PROBLEM TO WORK ON →
Filter the entries for the word "when". Copy each line that has it.

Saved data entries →
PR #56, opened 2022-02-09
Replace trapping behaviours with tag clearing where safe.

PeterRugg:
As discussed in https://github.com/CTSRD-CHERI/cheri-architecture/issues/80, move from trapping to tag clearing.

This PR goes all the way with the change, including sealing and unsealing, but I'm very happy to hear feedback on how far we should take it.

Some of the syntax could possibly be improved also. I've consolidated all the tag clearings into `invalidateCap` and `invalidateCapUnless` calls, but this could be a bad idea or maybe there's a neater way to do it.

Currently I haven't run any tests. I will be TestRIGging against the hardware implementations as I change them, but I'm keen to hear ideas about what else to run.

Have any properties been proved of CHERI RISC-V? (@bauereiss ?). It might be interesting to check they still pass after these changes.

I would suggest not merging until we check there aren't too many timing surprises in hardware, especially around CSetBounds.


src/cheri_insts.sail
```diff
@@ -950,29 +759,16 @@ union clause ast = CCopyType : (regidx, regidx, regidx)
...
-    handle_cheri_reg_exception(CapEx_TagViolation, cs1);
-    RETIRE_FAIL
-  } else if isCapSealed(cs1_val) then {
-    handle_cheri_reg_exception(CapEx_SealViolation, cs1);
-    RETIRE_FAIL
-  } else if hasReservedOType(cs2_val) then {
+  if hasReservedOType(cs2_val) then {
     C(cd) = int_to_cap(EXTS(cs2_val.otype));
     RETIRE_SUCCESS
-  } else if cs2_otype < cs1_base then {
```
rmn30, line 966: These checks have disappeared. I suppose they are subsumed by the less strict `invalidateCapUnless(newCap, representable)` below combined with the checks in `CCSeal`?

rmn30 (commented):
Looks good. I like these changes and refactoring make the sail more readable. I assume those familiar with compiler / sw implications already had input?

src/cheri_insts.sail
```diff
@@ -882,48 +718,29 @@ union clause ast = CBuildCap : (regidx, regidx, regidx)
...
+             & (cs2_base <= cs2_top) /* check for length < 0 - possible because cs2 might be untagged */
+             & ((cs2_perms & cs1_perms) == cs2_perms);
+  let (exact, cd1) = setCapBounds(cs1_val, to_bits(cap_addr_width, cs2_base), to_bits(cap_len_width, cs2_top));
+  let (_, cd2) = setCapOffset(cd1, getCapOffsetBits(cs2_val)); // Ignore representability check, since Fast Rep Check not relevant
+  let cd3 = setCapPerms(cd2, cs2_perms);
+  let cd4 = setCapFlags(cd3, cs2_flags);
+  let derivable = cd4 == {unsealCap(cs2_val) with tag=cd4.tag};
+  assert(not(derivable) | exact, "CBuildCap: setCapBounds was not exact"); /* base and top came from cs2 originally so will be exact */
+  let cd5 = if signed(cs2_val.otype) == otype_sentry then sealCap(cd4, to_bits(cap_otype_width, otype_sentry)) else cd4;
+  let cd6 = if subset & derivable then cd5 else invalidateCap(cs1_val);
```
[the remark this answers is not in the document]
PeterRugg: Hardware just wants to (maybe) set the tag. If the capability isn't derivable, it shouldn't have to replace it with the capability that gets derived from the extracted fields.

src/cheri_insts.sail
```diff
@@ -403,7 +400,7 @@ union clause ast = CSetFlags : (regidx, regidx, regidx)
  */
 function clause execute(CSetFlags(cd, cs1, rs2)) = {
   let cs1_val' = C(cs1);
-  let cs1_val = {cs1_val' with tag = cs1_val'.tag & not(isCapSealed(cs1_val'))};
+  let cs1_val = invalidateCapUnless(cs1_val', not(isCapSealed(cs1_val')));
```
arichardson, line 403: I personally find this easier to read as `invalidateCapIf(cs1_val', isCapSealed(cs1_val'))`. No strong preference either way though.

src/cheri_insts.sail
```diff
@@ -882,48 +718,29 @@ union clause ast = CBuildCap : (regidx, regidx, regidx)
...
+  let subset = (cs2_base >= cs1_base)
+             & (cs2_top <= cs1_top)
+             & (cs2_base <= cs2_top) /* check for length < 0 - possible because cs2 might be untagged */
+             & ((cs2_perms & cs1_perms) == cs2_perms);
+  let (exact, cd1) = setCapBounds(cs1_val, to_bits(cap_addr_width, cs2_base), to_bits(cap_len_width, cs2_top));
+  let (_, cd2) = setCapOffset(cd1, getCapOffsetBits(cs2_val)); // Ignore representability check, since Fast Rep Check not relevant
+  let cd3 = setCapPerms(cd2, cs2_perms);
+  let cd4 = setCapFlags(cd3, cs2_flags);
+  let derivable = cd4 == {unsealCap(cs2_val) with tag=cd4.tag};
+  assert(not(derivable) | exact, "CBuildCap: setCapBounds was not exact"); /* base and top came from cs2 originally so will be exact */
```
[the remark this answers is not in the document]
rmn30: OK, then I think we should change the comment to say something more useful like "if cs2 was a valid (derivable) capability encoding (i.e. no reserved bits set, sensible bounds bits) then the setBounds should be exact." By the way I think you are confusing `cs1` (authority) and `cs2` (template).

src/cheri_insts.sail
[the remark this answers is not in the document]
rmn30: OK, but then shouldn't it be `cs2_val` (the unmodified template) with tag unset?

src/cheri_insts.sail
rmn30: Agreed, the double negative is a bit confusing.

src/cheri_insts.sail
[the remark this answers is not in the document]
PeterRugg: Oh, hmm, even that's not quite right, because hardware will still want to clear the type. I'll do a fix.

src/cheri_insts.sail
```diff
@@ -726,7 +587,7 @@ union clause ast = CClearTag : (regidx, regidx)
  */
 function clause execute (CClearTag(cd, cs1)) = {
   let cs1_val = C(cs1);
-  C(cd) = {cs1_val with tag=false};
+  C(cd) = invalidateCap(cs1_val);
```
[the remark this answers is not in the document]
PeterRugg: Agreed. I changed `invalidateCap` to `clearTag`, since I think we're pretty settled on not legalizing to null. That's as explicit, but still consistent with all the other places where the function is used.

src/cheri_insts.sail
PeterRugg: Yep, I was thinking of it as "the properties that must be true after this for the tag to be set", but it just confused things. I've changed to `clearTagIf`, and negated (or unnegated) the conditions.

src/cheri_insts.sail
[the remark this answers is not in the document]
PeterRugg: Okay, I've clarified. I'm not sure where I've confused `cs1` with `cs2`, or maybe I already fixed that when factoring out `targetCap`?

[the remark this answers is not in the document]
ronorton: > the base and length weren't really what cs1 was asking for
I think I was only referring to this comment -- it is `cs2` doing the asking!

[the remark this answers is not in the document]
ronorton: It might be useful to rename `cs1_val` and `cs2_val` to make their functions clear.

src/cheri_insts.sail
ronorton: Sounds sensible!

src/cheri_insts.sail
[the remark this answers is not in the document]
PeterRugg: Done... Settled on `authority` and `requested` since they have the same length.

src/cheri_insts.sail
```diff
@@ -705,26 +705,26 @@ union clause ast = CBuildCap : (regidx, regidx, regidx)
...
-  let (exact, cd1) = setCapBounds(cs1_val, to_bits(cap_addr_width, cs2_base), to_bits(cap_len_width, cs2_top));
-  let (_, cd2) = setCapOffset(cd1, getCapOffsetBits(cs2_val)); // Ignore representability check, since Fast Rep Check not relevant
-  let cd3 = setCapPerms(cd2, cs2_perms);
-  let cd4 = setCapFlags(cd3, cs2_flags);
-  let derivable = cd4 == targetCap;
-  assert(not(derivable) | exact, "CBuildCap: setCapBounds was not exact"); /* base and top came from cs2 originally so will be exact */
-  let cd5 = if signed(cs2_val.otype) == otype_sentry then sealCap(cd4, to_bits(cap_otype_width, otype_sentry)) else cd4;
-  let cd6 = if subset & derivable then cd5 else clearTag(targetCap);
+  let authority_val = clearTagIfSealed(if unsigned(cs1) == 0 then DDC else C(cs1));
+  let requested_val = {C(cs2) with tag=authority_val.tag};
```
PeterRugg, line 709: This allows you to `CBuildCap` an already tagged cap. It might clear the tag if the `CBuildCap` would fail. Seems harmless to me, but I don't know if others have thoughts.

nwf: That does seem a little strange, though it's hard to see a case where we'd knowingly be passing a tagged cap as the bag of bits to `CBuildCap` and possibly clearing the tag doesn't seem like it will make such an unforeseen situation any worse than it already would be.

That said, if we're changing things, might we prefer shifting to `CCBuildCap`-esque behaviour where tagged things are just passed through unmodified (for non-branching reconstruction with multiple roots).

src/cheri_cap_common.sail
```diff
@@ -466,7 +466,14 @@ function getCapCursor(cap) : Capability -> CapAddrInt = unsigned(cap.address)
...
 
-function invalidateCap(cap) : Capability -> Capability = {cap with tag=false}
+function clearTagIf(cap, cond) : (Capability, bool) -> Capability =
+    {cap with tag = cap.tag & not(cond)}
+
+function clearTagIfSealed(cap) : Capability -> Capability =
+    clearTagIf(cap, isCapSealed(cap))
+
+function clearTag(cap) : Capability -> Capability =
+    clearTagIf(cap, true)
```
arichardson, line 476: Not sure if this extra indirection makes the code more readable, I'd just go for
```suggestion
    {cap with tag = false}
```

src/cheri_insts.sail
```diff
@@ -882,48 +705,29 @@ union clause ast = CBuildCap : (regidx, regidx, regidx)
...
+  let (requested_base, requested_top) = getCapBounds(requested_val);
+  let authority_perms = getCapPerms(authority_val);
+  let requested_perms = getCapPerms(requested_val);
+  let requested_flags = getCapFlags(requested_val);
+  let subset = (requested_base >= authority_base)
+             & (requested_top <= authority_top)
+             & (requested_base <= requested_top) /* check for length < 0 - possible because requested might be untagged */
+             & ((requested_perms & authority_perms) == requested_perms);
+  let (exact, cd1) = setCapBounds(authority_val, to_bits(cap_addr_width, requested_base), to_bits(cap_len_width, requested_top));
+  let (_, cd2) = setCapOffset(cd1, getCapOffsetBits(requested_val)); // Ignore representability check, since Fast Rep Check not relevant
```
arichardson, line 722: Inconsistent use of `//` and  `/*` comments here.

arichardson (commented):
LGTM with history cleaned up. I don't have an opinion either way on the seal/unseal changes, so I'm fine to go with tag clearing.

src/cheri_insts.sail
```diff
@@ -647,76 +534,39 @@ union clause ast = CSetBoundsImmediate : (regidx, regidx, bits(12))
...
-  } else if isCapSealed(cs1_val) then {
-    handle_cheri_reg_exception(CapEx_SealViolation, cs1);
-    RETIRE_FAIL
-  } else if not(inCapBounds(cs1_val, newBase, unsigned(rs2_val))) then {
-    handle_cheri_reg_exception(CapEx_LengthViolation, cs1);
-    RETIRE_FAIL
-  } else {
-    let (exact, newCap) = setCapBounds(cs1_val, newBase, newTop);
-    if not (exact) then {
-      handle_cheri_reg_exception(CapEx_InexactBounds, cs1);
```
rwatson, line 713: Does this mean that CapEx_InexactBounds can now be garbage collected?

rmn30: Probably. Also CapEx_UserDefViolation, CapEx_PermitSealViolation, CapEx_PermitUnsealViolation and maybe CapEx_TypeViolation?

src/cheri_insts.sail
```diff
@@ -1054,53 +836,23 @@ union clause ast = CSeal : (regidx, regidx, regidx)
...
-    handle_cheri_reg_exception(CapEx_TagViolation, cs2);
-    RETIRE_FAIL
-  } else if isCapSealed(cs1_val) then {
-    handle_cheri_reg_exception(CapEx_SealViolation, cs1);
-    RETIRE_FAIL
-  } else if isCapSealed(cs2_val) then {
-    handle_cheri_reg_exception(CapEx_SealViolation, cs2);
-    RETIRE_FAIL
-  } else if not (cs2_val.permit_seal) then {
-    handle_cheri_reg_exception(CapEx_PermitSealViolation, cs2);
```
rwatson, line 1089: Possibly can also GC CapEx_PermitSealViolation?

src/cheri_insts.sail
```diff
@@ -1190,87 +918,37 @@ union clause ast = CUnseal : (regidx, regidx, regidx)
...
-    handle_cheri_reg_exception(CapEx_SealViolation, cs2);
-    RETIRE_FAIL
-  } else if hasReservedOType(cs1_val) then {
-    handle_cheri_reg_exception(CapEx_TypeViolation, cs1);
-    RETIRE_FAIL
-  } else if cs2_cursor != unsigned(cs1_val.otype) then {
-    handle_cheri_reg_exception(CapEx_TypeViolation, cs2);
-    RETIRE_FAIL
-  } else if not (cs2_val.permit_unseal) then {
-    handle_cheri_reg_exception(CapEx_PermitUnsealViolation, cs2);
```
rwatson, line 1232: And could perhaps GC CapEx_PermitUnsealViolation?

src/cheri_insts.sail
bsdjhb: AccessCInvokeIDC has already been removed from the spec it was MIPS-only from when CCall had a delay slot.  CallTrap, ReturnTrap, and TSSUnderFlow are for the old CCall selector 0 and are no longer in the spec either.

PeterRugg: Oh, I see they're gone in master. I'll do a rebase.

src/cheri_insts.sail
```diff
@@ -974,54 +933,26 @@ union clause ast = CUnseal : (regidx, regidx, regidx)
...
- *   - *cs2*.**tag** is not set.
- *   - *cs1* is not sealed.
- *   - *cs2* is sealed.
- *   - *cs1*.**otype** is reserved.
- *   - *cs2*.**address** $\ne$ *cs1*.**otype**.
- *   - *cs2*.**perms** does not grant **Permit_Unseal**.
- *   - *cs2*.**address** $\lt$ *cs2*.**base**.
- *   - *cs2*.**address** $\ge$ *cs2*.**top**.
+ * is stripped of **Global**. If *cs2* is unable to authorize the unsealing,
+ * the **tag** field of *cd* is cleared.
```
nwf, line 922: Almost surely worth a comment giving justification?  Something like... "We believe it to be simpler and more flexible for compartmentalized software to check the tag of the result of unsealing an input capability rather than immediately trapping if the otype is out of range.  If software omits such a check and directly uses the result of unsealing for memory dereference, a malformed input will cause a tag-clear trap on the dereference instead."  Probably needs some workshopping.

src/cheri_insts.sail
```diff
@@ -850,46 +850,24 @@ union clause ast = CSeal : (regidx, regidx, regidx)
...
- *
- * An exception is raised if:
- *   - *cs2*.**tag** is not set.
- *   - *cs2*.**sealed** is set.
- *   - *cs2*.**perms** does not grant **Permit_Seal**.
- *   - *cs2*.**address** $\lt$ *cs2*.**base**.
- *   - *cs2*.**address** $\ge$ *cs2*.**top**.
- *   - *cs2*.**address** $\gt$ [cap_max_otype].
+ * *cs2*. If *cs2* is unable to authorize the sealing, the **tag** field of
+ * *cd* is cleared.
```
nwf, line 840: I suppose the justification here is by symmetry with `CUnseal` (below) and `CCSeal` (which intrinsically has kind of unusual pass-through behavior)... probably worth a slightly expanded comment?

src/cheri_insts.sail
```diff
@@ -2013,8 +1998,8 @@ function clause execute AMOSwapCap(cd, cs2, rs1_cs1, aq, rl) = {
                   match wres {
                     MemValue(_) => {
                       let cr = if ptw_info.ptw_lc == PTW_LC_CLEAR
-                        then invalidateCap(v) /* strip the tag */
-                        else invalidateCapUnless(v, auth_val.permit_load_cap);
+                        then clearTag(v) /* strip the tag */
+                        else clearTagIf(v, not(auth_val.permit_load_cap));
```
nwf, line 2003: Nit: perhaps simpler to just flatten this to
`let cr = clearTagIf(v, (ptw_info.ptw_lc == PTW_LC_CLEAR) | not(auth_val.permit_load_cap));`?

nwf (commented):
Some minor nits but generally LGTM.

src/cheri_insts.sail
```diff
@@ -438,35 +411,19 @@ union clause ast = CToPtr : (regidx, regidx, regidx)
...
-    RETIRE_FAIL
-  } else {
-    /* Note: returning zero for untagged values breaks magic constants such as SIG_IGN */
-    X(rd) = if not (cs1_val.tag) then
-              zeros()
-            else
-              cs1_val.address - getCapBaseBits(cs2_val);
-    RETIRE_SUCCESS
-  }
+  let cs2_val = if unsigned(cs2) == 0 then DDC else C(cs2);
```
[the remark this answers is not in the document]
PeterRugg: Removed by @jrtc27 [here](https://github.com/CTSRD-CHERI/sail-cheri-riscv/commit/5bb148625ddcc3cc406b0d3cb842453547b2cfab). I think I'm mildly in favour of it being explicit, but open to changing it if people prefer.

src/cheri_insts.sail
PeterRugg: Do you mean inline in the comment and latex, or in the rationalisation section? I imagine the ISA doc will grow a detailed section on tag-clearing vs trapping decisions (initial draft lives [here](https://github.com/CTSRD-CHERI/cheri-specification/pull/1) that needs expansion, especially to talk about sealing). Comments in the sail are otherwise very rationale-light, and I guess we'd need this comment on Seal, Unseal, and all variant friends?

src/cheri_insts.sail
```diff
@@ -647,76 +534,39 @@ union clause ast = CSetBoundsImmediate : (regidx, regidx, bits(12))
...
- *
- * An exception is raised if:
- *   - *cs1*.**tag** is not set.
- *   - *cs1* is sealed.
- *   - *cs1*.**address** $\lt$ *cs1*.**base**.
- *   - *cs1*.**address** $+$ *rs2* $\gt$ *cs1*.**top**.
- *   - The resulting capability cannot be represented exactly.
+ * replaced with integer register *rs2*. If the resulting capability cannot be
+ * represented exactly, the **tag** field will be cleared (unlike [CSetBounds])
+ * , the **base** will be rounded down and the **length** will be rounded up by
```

RESPONSE FOR THIS EXERCISE →
PeterRugg: Okay, I've clarified. I'm not sure where I've confused `cs1` with `cs2`, or maybe I already fixed that when factoring out `targetCap`?
bsdjhb: AccessCInvokeIDC has already been removed from the spec it was MIPS-only from when CCall had a delay slot.  CallTrap, ReturnTrap, and TSSUnderFlow are for the old CCall selector 0 and are no longer in the spec either.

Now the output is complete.